- **EXERCISE DIRECTIONS**:
Whenever a line in the entries below contains the string "possible", copy that line.

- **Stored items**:
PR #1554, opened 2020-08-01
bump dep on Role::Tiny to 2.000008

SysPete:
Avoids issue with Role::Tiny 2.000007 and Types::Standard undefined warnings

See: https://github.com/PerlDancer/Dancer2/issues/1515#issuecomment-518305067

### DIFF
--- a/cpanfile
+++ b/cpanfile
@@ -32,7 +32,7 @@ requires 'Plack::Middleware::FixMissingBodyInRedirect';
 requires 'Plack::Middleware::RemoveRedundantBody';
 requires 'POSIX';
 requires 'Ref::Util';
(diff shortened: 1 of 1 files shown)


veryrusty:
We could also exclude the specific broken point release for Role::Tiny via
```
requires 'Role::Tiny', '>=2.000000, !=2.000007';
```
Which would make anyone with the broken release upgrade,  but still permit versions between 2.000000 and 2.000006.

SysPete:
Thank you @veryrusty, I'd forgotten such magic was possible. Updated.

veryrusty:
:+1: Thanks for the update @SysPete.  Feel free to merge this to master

==

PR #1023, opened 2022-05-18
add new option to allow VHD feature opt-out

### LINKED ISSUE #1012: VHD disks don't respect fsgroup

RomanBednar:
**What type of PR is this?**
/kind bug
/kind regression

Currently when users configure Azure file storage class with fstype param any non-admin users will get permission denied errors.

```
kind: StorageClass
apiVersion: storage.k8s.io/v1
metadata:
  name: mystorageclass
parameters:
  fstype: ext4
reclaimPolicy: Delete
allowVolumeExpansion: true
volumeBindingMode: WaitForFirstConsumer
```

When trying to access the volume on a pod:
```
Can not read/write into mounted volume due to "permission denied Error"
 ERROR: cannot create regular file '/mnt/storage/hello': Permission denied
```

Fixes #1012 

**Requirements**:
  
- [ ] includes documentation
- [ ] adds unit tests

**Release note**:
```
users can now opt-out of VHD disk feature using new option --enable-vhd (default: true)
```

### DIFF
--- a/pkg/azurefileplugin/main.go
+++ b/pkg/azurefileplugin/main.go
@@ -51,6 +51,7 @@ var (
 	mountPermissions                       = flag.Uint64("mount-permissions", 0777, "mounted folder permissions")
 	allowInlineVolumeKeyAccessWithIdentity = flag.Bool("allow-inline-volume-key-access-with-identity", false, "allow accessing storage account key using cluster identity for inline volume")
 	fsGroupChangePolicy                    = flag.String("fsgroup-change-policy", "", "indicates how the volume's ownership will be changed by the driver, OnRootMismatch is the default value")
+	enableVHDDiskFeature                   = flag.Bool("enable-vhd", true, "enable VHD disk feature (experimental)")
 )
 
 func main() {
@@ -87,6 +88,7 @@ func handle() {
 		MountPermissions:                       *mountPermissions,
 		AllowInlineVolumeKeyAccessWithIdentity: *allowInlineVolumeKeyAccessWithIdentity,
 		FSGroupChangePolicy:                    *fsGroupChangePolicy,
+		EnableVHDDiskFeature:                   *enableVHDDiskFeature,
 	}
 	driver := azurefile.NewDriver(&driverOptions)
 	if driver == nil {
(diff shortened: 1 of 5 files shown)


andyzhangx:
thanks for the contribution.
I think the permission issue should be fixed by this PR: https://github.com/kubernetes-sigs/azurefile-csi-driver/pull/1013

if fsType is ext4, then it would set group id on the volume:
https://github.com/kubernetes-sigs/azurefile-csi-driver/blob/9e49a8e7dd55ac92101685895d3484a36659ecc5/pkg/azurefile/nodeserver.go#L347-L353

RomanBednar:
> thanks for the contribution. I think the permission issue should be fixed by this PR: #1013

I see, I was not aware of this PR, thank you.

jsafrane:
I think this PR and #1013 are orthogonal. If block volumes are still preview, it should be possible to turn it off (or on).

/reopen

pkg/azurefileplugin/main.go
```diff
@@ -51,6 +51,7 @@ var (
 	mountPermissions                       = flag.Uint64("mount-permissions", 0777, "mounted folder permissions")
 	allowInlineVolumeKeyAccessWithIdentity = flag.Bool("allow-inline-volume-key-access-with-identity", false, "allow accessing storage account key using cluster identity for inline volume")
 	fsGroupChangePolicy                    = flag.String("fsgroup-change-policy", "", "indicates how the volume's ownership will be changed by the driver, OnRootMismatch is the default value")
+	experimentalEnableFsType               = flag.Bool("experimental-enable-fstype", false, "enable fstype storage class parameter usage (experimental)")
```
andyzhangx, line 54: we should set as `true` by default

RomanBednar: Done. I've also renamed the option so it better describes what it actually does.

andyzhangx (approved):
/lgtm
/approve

- **TASK ANSWER**:
Thank you @veryrusty, I'd forgotten such magic was possible. Updated.
I think this PR and #1013 are orthogonal. If block volumes are still preview, it should be possible to turn it off (or on).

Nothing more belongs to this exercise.